Due to digitization, it requires less effort to maintain and provide data, making it cheaper to obtain. EPO recently made some of their bulk data products free, for example EP full text.

When paying for patent texts from authorities, you enter into an agreement about how you're allowed to use them. Redistribution rights, for instance, are carefully controlled. So even though EPO may provide Chinese full text via Espacenet, they may not be allowed to redistribute this information via other channels, be it bulk data via BDDS or single documents via OPS.

OPS, for example, supports full text for the following authorities: EP, WO, AT, BE, BG, CA, CH, CY, CZ, DK, EE, ES, FR, GB, GR, HR, IE, IT, LT, LU, MC, MD, ME, NO, PL, PT, RO, RS, SE, and SK (as of this writing).

Espacenet, however, provides full text from more authorities. While OPS provides WO for single applications, if you're interested in WO bulk data, you need to reach out to WIPO.
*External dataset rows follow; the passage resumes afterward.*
PR #3634, opened 2024-05-16
Add notification for taskrunner tasks (GoLLM)

jryu01:
# Description

- Added all GoLLM task runners tasks to the notification handling
- Place notification panel to be in the global app level instead of in the project level. 
- Fixed 400 errors from multiple api requests due to missing projectId when app is hard refreshed in certain pages and `activeProjectId` is not loaded. 

https://github.com/DARPA-ASKEM/terarium/assets/3279838/6aa41687-54c6-483b-bfbe-d2bf24ca4082

Resolves #(issue)


jryu01:
Waiting for this PR https://github.com/DARPA-ASKEM/terarium/pull/3619 to be merged in first as I'm expecting there are merge conflicts to be resolved.

dvince2 (approved):
I think this looks good, but you may want to wait for a second set of 👀 for the front end code

packages/client/hmi-client/src/services/workflow.ts
```diff
@@ -276,8 +276,8 @@ export const updateWorkflow = async (workflow: Workflow) => {
 };
 
 // Get
-export const getWorkflow = async (id: string) => {
-	const response = await API.get(`/workflows/${id}`);
+export const getWorkflow = async (id: string, projectId?: string) => {
+	const response = await API.get(`/workflows/${id}`, { params: { 'project-id': projectId } });
```
mwdchang, line 280: Why do we need to pass in a projectId?

packages/client/hmi-client/src/services/notificationEventHandlers.ts
```diff
@@ -141,17 +139,48 @@ export const createNotificationEventHandlers = (notificationItems: Ref<Notificat
...
+	});
+	registerHandler<TaskResponse>(ClientEventType.TaskGollmConfigureModel, (event, created) => {
+		created.supportCancel = true;
+		created.sourceName = 'Configure model';
+		created.assetId = event.data.additionalProperties.workflowId as string;
+		created.pageType = AssetType.Workflow;
+		created.nodeId = event.data.additionalProperties.nodeId as string;
+		getWorkflow(created.assetId, created.projectId).then((workflow) =>
+			Object.assign(created, { context: workflow?.name || '' })
+		);
```
mwdchang, line 164: I don't understand why we are grabbing workflow here, or how `created.assetId` is a valid workflow id??

packages/client/hmi-client/src/components/navbar/tera-notification-panel.vue
```diff
@@ -115,6 +121,9 @@ const isRunning = (item: NotificationItem) => item.status === ProgressState.Runn
 const isCancelling = (item: NotificationItem) => item.status === ProgressState.Cancelling;
 const isCancelled = (item: NotificationItem) => item.status === ProgressState.Cancelled;
 
+const getProjectName = (item: NotificationItem) =>
+	(useProjects().allProjects.value || []).find((p) => p.id === item.projectId)?.name || '';
+
```
mwdchang, line 126: Maybe we should create a map in the project composable so we don't have to do linear look up for every event-group.

packages/client/hmi-client/src/services/workflow.ts
jryu01: We are already passing active projectId for all requests that's handled by axios interceptor but when the request is called where you are out side of the project, projectId isn't available. For notification panel in the  main root page, active projectId isn't available and we are providing it manually for this method.

packages/client/hmi-client/src/services/notificationEventHandlers.ts
jryu01: When a source link is clicked in the each notification item, we are navigating user to the right asset or workflow (and operator modal) page with the corresponding project. WorkflowId is used for that purpose. The ids are passed and carried along with the request when the request is sent by the user from the specific context.

packages/client/hmi-client/src/services/goLLM.ts
```diff
@@ -39,13 +39,17 @@ export async function modelCard(documentId: string): Promise<void> {
...
+	nodeId?: string
 ): Promise<TaskHandler | null> {
 	try {
 		const response = await API.get<TaskResponse>('/gollm/configure-model', {
 			params: {
 				'model-id': modelId,
-				'document-id': documentId
+				'document-id': documentId,
+				'workflow-id': workflowId,
+				'node-id': nodeId
```
mwdchang, line 52: I wonder if it would be better to create a optional-object, like tracker/tagger, than explicitly spell out all the associated Ids, cause while this works, it feels very messy since they are optionals, and maybe a bit error prone as well.

So something like this perhaps??
```
params: {
  model-id: ...,
  document-id: ...,
  tagger: { key-value-pair }
}
```


@YohannParis @dvince2 @jryu01 thoughts?

jryu01: I wasn't sure if there was a simple way to pass an arbitrary object as a parameter value with this spring annotation magic. When I first tried it didn't allow me to do so.

packages/client/hmi-client/src/services/notificationEventHandlers.ts
mwdchang: So if all you need i workflow-name, why isn't that passed into the original request? It feels like we splitting something that should be contiguous into multiple steps across multiple components.

jryu01: Actually `workflowId` is needed to get the correct page url and the workflow name is for display purpose. We could pass the name into the original request but as I mentioned in other comments, at first It seemed it wasn't very clear to have an arbitrary object as a parameter value and I didn't want to add more parameters to the api endpoints. I think that's something we can improve as we go though.

packages/client/hmi-client/src/services/workflow.ts
mwdchang: I see, so this is a hack to get the ID int the URL in order to trigger the interceptor, which at the notification component you may or may not have the active-project? 

Then why not just wait for the active project to be available before showing the notification component? 

At least we need some documentations/comments if doing a hack, because it is not clear why project_id is passed in, as it does not match the workflow-controller's API signatures.

mwdchang:
Discussed with Jaehwan/Yohann:

The major contentions here revolve around creating a summary-UI for a given event, it needs attributes like project-name, workflow-name for displaying purposes, and other identifier attributes to (recreate) a URL to link the event to. The PR here injects project-ids in some places in order to fetch the descriptive data, even though project-id is not a strictly required input.

Food for thoughts:
- Rather than fetching these additional attributes when the event arrives on the UI, the event itself can be populated with necessary information at either a) when the original request was made, or b) when the server is about to broadcast the event message.  This should clean up the project-id injection hacks, and make the UI a little leaner to not fetch larger objects like workflow.
- There is in inherent contention with now permission and notification are modelled. Permissions seem to be project-based, while event notifications are user-based
- We may want to have more thoughts on some kind of tracking context object that is a little easier to think about than a listing of optional parameters.

packages/client/hmi-client/src/services/workflow.ts
jryu01: Added comments to those methods.

packages/client/hmi-client/src/services/goLLM.ts
jryu01: As we discussed I'll think about it and implement similar to what you've mentioned in the follow up work.

packages/client/hmi-client/src/components/widgets/tera-asset-link.vue
YohannParis, line 1: What is the purpose here?

YohannParis (approved):

packages/client/hmi-client/src/components/widgets/tera-asset-link.vue
jryu01: I added route query props to the asset link component so that it can also take url query string value. 
It's used to navigate to a specific operator in a workflow page. For navigating to operator drilldown modal, you need `?operator={nodeId}` as a query string value on top of the workflowID as url param.

PR #3635, opened 2024-05-16
do not drag operators when clicking on the input or output ports

blanchco:
# Description

* A small fix to address the bug where dragging an operator from a label will cause wonky arrows to appear.  Now you cannot drag when clicking a label (see attached bug ticket from additional details)


mwdchang (approved):
looks fine, thx!

PR #3658, opened 2024-05-17
Add cancellation when a task timeouts on hmi-server

kbirk:


YohannParis (approved):
I never seen a try/catch within a catch before.
Learning everyday!

PR #3663, opened 2024-05-17
feat: model page update

shawnyama:
# Description

For the model page I updated the description section and added navigation links to auto scroll to certain sections on the page.

Back when we had the old `tera-asset-nav` I utilized css grid to insert it. This time I am using a more minimal approach. The old css grid stuff from before was still in `tera-asset` so I got rid of that. I also had to make some small changes to `tera-code` so it can properly fit in `tera-asset` again.

I tried to add a `scroll-padding-top` or a `scroll-margin-padding` so that when I `scrollIntoView()` and the asset header is sticky it will accommodate for that. For some reason adding the rule doesn't seem to have any effect. I wonder if we should simplify the sticky header. Maybe we could just have the header statically up there the whole time instead of having one that overlaps the content.

https://github.com/DARPA-ASKEM/terarium/assets/28237258/9e1a4a62-b41f-4ab1-83e7-dfd7bc1f8668


packages/client/hmi-client/src/components/widgets/tera-asset-nav.vue
```diff
@@ -0,0 +1,42 @@
...
+	assetContentIds: string[];
+}>();
+
+const assetContentIdsInView = ref<string[]>([]);
+
+async function scrollTo(elementId: string) {
+	const element = document.getElementById(elementId);
+	if (!element) return;
+	element.scrollIntoView({ behavior: 'smooth' });
+}
```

Patent text aggregators and the future

Many providers have built custom patent databases containing patent texts from numerous authorities, including free options like Google Patents and EPO Espacenet, and paid services from Questel or Minesoft. They obtain historical data (sometimes referred to as back files) and recent deliveries and have an import process to load that data into a common format (ETL process). Based on that, they build indices to enable full text search or vector databases to run semantic search.

By far the most impactful player in making global patent text data accessible is EPO, not WIPO or any other authority or provider. It would be great to have a Wikipedia / Hugging Face of worldwide patent texts including API and bulk data access, a nonprofit service funded by the community. To realize this, it would be best to have national authorities generate and provide that data in a standardized format rather than offloading all the work to a single point. While this might seem like a naive vision, I'm confident it will become reality someday, whether driven by the EPO due to its political clout and financial resources, by a nonprofit organization due to its greater flexibility, or even by a cooperative. You might think of The Lens, but they didn't focus on broad full text support, and their sustainability model means it's not a free tool for most commercial use cases despite offering some free options.

If you or your organization are interested in contributing to or supporting such an initiative, I'd welcome a conversation: info@patent.dev

So why am I confident this will become reality? I've dealt with pallets of CDs and used AWS Snowball service to send patent data across the country by mail instead of via the internet. Back in those days, some would have claimed it was naive to think you could someday download gigabytes of free patent data within minutes on a regular basis. Yet that's now true for US and EPO bulk data products, not to mention services like Docker Hub or Hugging Face which handle enormous traffic loads without charging.